Nearly every major U.S. food company has taken a bite. Since 1958, Campbell Soup has laid out about $50 million to start operations in Britain, Italy, Belgium, France, Mexico and Australia. Beatrice Foods, strictly domestic only three years ago, now has plants, joint ventures and franchise agreements to turn out dairy products, candies and snacks in 17 countries. Corn Products has built up an extensive world empire of 63 plants in 27 countries; Borden has 30 overseas plants, General Foods 23, Kellogg 19 and General Mills five. H. J. Heinz, General Foods and Kellogg have all opened plants in Japan. Green Giant is building a vegetable canning plant near Milan, and Libby, McNeill & Libby in July opened a new cannery at Vauvert in southern France. This week, to the distress of French poultrymen, a company jointly owned by Ralston Purina and France’s Duquesne opens a large poultry processing plant in Brittany.
Beans and Biscuits. The reasons for success abroad are the same ones that made convenience foods popular in the U.S.: growing incomes, less domestic help, more women away at work, changing tastes. Many foreigners, of course, do not take to such American gastronomic institutions as peanut butter and TV dinners, and some are still wary of canned goods. But American-type fruit juice, instant desserts, frozen chicken, ketchup, canned and packaged soups and precooked rice have won a prominent place on foreign shelves.

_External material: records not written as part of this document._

PR #13053, opened 2024-01-29
Clean up AnyQueryNode code

sabi0:
- removed redundant field initializers
- fixed a typo in the field name: `minimumMatching_m_Elements`
- removed redundant `instanceof` checks
- replaced type casts with a pattern variable
- changed `size() == 0` to `isEmpty()`
- removed unnecessary explicit `toString()` calls


dweiss:
Thank you, LGTM. Could you add a changes entry as well?

lucene/queryparser/src/java/org/apache/lucene/queryparser/flexible/core/nodes/AnyQueryNode.java
```diff
@@ -21,37 +21,29 @@
...
-        if (clause instanceof FieldQueryNode) {
-
-          if (clause instanceof QueryNodeImpl) {
-            ((QueryNodeImpl) clause).toQueryStringIgnoreFields = true;
-          }
-
-          if (clause instanceof FieldableNode) {
-            ((FieldableNode) clause).setField(field);
-          }
+        if (clause instanceof FieldQueryNode qn) {
```
dweiss, line 37: This won't backport to 9x, unfortunately. I'll just correct it manually when backporting. Or should we leave this on main only, @uschindler - wdyt?

sabi0: I could undo the pattern variable part, leaving it to #12295.

uschindler: Yes please.

uschindler (approved):
Looks fine. Thanks for also fixing the typo in field name. 🤩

Kellogg and Quaker Oats have seized 73% of the growing market for breakfast cereals in Britain, Heinz 63% of that country’s $70 million-a-year baked-bean market and 61% of its canned-soup bowl. Led by General Mills, National Biscuit and Pillsbury, U.S. companies now control half of the French biscuit business. A Carnation subsidiary produces 85% of all the evaporated milk sold in France, and Corn Products’ Knorr soups have half the German market. In Germany, a Kraft Foods subsidiary sells a line of 100 products, including cheeses and complete packaged spaghetti or rice dinners.
More Supermarkets. Many native dishes have also been given the American treatment. In Brazil, International Packers of Chicago cans and sells feijoada, the country’s traditional black bean, rice and pork dish. When Quaker Oats moved into Italy, it found a winning product in precooked two-minute polenta, the cornmeal mush without which no meal in rural northern Italy is complete. Last week in Mexico, where the hot dog is becoming nearly as popular as the hot tamale, General Foods began selling jars of the fiery chocolate sauce called mole. Though the French have remained staunchly traditionalist in the foods they eat, they have developed a liking for modern baby foods. Reason: by introducing such baby foods as smoked ham, filet of sole and cream of bananas to please the parents’ palates, Gerbers appealed to the buyers rather than the consumers, who have little choice in the matter.